Venezuela sends 11,000 troops to retake prison
Venezuela has sent 11,000 troops to regain control of one of its biggest prisons that had been overrun by a powerful criminal gang.
The Tocoron prison, in the north of the country, was under the control of the Tren de Aragua mega-gang for years. Members were able to roam freely around the prison, which had hotel-like facilities including a pool, nightclub and a mini zoo, local media reported.
Officials said the 6,000 inmates would be transferred to other prisons.
Many free residents were living inside the prison alongside sentenced inmates. After authorities announced that prisoners would be relocated, some relatives cried outside, unsure where they would go next. “I am waiting to hear where they are taking my husband. I was living in there, but they kicked us out,” Gladys Hernandez told AFP news agency.
It reported that journalists saw security guards carrying motorcycles, televisions and microwaves from the jail.
In a statement posted to X, formerly Twitter, the Venezuelan Interior Ministry congratulated officers for regaining the prison and dismantling “a centre of conspiracy and crime”.
The leader of the Tren de Aragua gang, Hector Guerrero Flores, was serving a 17 year sentence inside the prison for murder and drug trafficking.
However, he was so powerful that he reportedly used to come and go freely from the prison before becoming a full-time inmate, according to Carlos Nieto, from a coordinator with A Window to Freedom.
Gabon partially suspended from Commonwealth after coup
Gabon has been partially suspended from the Commonwealth after military commanders carried out a coup ousting President Ali Bongo.
The decision was made by Commonwealth foreign ministers meeting on the margins of the United Nations general assembly.
Leaders called on Gabon to uphold the values and principles of the Commonwealth. They asked the country to hold credible elections as soon as possible.
Gabon’s military ousted Mr Bongo from power shortly after he was declared winner of the 2023 presidential election. Bongo had been in power in the oil-rich country since 2009, when he succeeded his father who had ruled the country for 41 years. He was initially placed under house arrest as military leaders took over, but was later freed and given permission to travel abroad for medical check-ups.
The foreign ministers – sitting as the Commonwealth ministerial action group – have requested Gabon guarantee Mr Bongo’s safety and that of his family, and said in a statement that they “strongly condemned the unconstitutional removal of the elected government from office”. They said Gabon’s suspension was in place “pending the restoration of democracy”. It excludes Gabon from all Commonwealth intergovernmental meetings and events, including ministerial and heads of government meetings.
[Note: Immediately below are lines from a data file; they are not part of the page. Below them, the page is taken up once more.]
Issue #1943, opened 2022-06-11
Using `+=` on a `storage` variable results in an error stating that the storage is not scope


Braqzen:
# Reproduce

If you comment out `test3()` in the `abi` and trait `impl` then the code will build otherwise the error listed below is presented.

```rust
contract;

abi MyContract {
    fn test1() -> bool;
    fn test2() -> bool;
    fn test3() -> bool;
}

storage {
    value: u64,
}

impl MyContract for Contract {
    fn test1() -> bool {
        let mut a = 1;
        a += 1;
        true
    }

    fn test2() -> bool {
        storage.value = storage.value + 1;
        true
    }

    fn test3() -> bool {
        storage.value += 1;
        true
    }
}
```

# Screenshots
![1](https://user-images.githubusercontent.com/103777923/173186543-71539b33-7475-4619-bc58-c34bf0a43ee9.png)

cc @FuelLabs/sway-compiler

mohammadfawaz:
Nice catch. Yeah I guess `+=` does not support storage accesses yet. Should be an easy fix in the parser.

PR #1970, opened 2022-06-14
Support `+=` and other similar operators for storage accesses

mohammadfawaz:
Closes https://github.com/FuelLabs/sway/issues/1943

The code I added is pretty similar to https://github.com/FuelLabs/sway/blob/95518c2e42f535e0d5c55181e164ee2143a722f2/sway-core/src/convert_parse_tree.rs#L1595
The idea is to special case "storage" like we do in other places.


sway-core/src/convert_parse_tree.rs
```diff
@@ -2863,11 +2863,36 @@ fn assignable_to_expression(
...
+            let mut idents = vec![&name];
+            let mut base = &*target;
+            let storage_access_field_names_opt = loop {
+                match base {
+                    Assignable::FieldProjection { target, name, .. } => {
+                        idents.push(name);
+                        base = target;
+                    }
+                    Assignable::Var(name) => {
+                        if name.as_str() == "storage" {
```
otrho, line 2876: Man, I was looking at this code trying to work out how it was related to storage stuff, and here it is!  Feels a bit hacky matching against a string like this -- perhaps the parser should become more storage-aware?

otrho (approved):

sway-core/src/convert_parse_tree.rs
mohammadfawaz: Absolutely. Let me create an issue. 

I think Andrew probably wanted to commonize storage accesses and subfield accesses as much as possible.

mohammadfawaz: https://github.com/FuelLabs/sway/issues/1986

PR #1974, opened 2022-06-14
Prevent failure while creating BuildPlan from lock file in the case of a dependency removal

### LINKED ISSUE #1778: `BuildPlan::from_lock()` should be able to create a `BuildPlan` even there is a package removal in the manifest file
Currently `BuildPlan::from_lock()` fails when there is a package removal in the manifest file. We should be able to get some sort of an "unsafe" `BuildPlan` rather than a complete failure. Because #1686 needs to be able to generate a `diff` on the `BuildPlan` generated from the `lock` file and the updated manifest file. 

## Proposed Solution

We can do that by introducing an "unsafe" version of the `graph_to_path_map()`. Current `graph_to_path_map()` returns an error ("dependency required for path reconstruction has been removed from the manifest") when the dependency coming from the graph is not included in its parent manifest file (which is the case for the removed packages). Instead, we can point them to a default removed path (something like `$HOME/.forc/removed`). This way we can create an unsafe version of the BuildPlan which can be used to produce the diff. Once we have the diff `apply_new_manifest()` from #1686 will use that diff to create an actual BuildPlan representing the updated manifest file.

kayagokalp:
## About this PR
~Still in WIP, opening up for visibility. I will be adding testing steps~

- [x]  Merge #1836 first and add required patching checks to this one as well

closes #1778.

### Motivation
Before this PR, `BuildPlan` generation from the lock file was failing if after the lock file is generated, a dependency is removed from the manifest file (specifically if the removed dependency is a path dependency).

This was resulting in the `BuildPlan` being generated from scratch. To generate the `BuildPlan` from scratch we generally need connectivity since `std` is implicitly added as a git dependency (if we do not explicitly prevent it with `implicit-std = false`). Ideally, we should be able to remove any dependency in offline mode. 

With this PR, we should be able to create the `BuildPlan` from the lock file even if a path dependency is removed. This *should* mean `apply_pkg_diff` will be able to remove any dependency in `offline` mode.

### To Test

1. run `forc new parent`
2. run `forc new --library child`
3. add child as a dependency to parent
4. run `forc build` in parent
5. remove the child from parent's dependencies
6. run `forc build` in parent

This should output something like

```
Creating a new `Forc.lock` file. (Cause: lock file did not match manifest `diff`)
```

Rather than 

```
Creating a new `Forc.lock` file. (Cause: dependency required for path reconstruction has been removed from the manifest)
```


kayagokalp:
I found out a bug about this one (as it can be seen from CI failure) so leaving this as a draft and will come back to here after I am done with some formatter stuff.

forc-pkg/src/pkg.rs
```diff
@@ -163,6 +163,13 @@ pub struct BuildPlan {
     graph: Graph,
     path_map: PathMap,
     compilation_order: Vec<NodeIx>,
+    /// The differences between graph described by lock_file and the graph that actually constructed.
+    ///
+    /// If the BuildPlan is constructed from a manifest file, this will be empty.
+    ///
+    /// If the BuildPlan is constructed from a lock file there might be some differences between the graph described by the lock file and the one that actually created.
+    /// The differences between them are the path dependencies that are removed from the manifest file after the lock file is created.
+    removed_deps: Vec<DependencyName>,
```
kayagokalp, line 172: I am not happy to put a `removed_deps` field in the BuildPlan but couldn't find a cleaner way to pass the `removed_deps` vec from `graph_to_path_map` to validate. So any input would be highly appreciated 🙌

mitchmindtree: Perhaps rather than storing this in the `BuildPlan` itself, we can return this in a tuple alongside `BuildPlan::from_lock`?

forc-pkg/src/pkg.rs
```diff
@@ -271,18 +279,23 @@ impl BuildPlan {
...
         })
     }
 
     /// Attempt to load the build plan from the `Lock`.
     pub fn from_lock(proj_path: &Path, lock: &Lock, sway_git_tag: &str) -> Result<Self> {
-        let graph = lock.to_graph()?;
+        let mut graph = lock.to_graph()?;
+        let tmp_compilation_order = compilation_order(&graph)?;
+        let (path_map, removed_deps) =
+            graph_to_path_map(proj_path, &mut graph, &tmp_compilation_order, sway_git_tag)?;
```
mitchmindtree, line 291: It would be nice if we could keep `graph_to_path_map` as a pure function, particularly as its name doesn't really imply any modification of the `graph` itself.

Perhaps rather than mutating the `graph` *during* this function, `graph_to_path_map` can return the set of removed dependencies as something like a `HashSet<NodeIx>`, and then this can be used to update the `graph` in a following step?

mitchmindtree (commented):
Thanks for diving into this @kayagokalp, it's certainly a bit of an awkward one to address.

I'm starting to wonder if we should be doing the `validate` step as a part of the `BuildPlan` construction... Ideally it shouldn't be possible to construct a `BuildPlan` that is invalid. I think originally the idea behind having the `validate` method be in a following step was to allow for the comparison of the build plans to work out the package diff to print to the user, but perhaps this can just be returned alongside the `BuildPlan` constructor?

kayagokalp:
I am applying the changes requested rn and while doing so realized that introduction of #1836 will have a tiny effect on this one. So I would like to merge that one first if possible so that I can add the required changes in this PR as well

kayagokalp:
> I'm starting to wonder if we should be doing the validate step as a part of the BuildPlan construction... Ideally it shouldn't be possible to construct a BuildPlan that is invalid. I think originally the idea behind having the validate method be in a following step was to allow for the comparison of the build plans to work out the package diff to print to the user, but perhaps this can just be returned alongside the BuildPlan constructor?

That sounds better to me as I feel like it would allow us to do some extra cleaning as well. Should I file an issue and address it with a separate PR or do you think we should have it with this one?

forc-pkg/src/pkg.rs
```diff
@@ -279,37 +271,54 @@ impl BuildPlan {
...
         })
     }
 
     /// Attempt to load the build plan from the `Lock`.
-    pub fn from_lock(proj_path: &Path, lock: &Lock, sway_git_tag: &str) -> Result<Self> {
+    pub fn from_lock(
+        proj_path: &Path,
+        lock: &Lock,
+        sway_git_tag: &str,
+    ) -> Result<(Self, Vec<String>)> {
```
mitchmindtree, line 282: `Vec<String>` is a very ambiguous return type and it's not at all clear from reading the function signature what it represents. Either we should update the docs for this function, or use a type to represent the deps removed due to invalid paths, or both.

forc-pkg/src/pkg.rs
```diff
@@ -279,37 +271,54 @@ impl BuildPlan {
...
+                path_map,
+                compilation_order,
+            },
+            removed_deps_vec,
+        ))
     }
 
     /// Attempt to load the build plan from the `Forc.lock` file.
-    pub fn from_lock_file(lock_path: &Path, sway_git_tag: &str) -> Result<Self> {
+    pub fn from_lock_file(lock_path: &Path, sway_git_tag: &str) -> Result<(Self, Vec<String>)> {
```
mitchmindtree, line 307: Same as above w.r.t. `Vec<String>` in return type.

forc-pkg/src/pkg.rs
```diff
@@ -275,28 +275,50 @@ impl BuildPlan {
...
     }
 
     /// Ensure that the build plan is valid for the given manifest.
-    pub fn validate(&self, manifest: &Manifest, sway_git_tag: &str) -> Result<PkgDiff> {
+    pub fn validate(
+        &self,
+        removed: Vec<String>,
+        manifest: &Manifest,
+        sway_git_tag: &str,
+    ) -> Result<PkgDiff> {
```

The new prime minister, Raymond Ndong Sima, was installed as interim prime minister in September, after Gen Brice Oligui Nguema, who led the coup became Gabon’s transitional president.
Commonwealth ministers gave the new leaders of Gabon two years from 30 August 2023 to hold credible elections. They added in the statement that if progress was not made in that time, the country may be removed from the group altogether.